_HOW TO COMPLETE THIS TASK_.
Exactly as given, transcribe each entry that follows.

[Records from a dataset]

PR #53, opened 2019-03-09
Exposed containerID with the function GetContainerID

### LINKED ISSUE #52: Please expose ContainerID via Container interface
Hello,

I have a use case in which I want to use the **container-ID** in order to interact with the created container from another process.
Therefore, would it be possible to also expose the **container-ID** via the Container interface, as returned by e.g. the `testcontainers.GenericContainer()` function?

Thank you very much.

gianarb:
Close #52

Now the Container exposes a method called `GetContainerID`. It exposes
the container id provided by the provider (docker atm).

@m4x-h4xx how does it sounds? Thanks

### DIFF
--- a/container.go
+++ b/container.go
@@ -25,6 +25,7 @@ type ContainerProvider interface {
 
 // Container allows getting info about and controlling a single container instance
 type Container interface {
+	GetContainerID() string                                         // get the container id from the provider
 	Endpoint(context.Context, string) (string, error)               // get proto://ip:port string for the first exposed port
 	PortEndpoint(context.Context, nat.Port, string) (string, error) // get proto://ip:port string for the given exposed port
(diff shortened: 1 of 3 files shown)


m4x-h4xx:
Hi @gianarb ,
that is just wonderful. Thank you very much for your quick response!

Best regards
Max

container.go
```diff
@@ -25,6 +25,7 @@ type ContainerProvider interface {
 
 // Container allows getting info about and controlling a single container instance
 type Container interface {
+	GetContainerID(context.Context) string                          // get the container id from the provider
```
bsideup: This method can't be async (since the id is static and retrieving at container's startup), is it really necessary to pass the context as an argument?

gianarb: I have removed it, it should not be a requirement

_RESULT OF THE TASK_.
PR #53, opened 2019-03-09
Exposed containerID with the function GetContainerID

### LINKED ISSUE #52: Please expose ContainerID via Container interface
Hello,

I have a use case in which I want to use the **container-ID** in order to interact with the created container from another process.
Therefore, would it be possible to also expose the **container-ID** via the Container interface, as returned by e.g. the `testcontainers.GenericContainer()` function?

Thank you very much.

gianarb:
Close #52

Now the Container exposes a method called `GetContainerID`. It exposes
the container id provided by the provider (docker atm).

@m4x-h4xx how does it sounds? Thanks

### DIFF
--- a/container.go
+++ b/container.go
@@ -25,6 +25,7 @@ type ContainerProvider interface {
 
 // Container allows getting info about and controlling a single container instance
 type Container interface {
+	GetContainerID() string                                         // get the container id from the provider
 	Endpoint(context.Context, string) (string, error)               // get proto://ip:port string for the first exposed port
 	PortEndpoint(context.Context, nat.Port, string) (string, error) // get proto://ip:port string for the given exposed port
(diff shortened: 1 of 3 files shown)


m4x-h4xx:
Hi @gianarb ,
that is just wonderful. Thank you very much for your quick response!

Best regards
Max

container.go
```diff
@@ -25,6 +25,7 @@ type ContainerProvider interface {
 
 // Container allows getting info about and controlling a single container instance
 type Container interface {
+	GetContainerID(context.Context) string                          // get the container id from the provider
```
bsideup: This method can't be async (since the id is static and retrieving at container's startup), is it really necessary to pass the context as an argument?

gianarb: I have removed it, it should not be a requirement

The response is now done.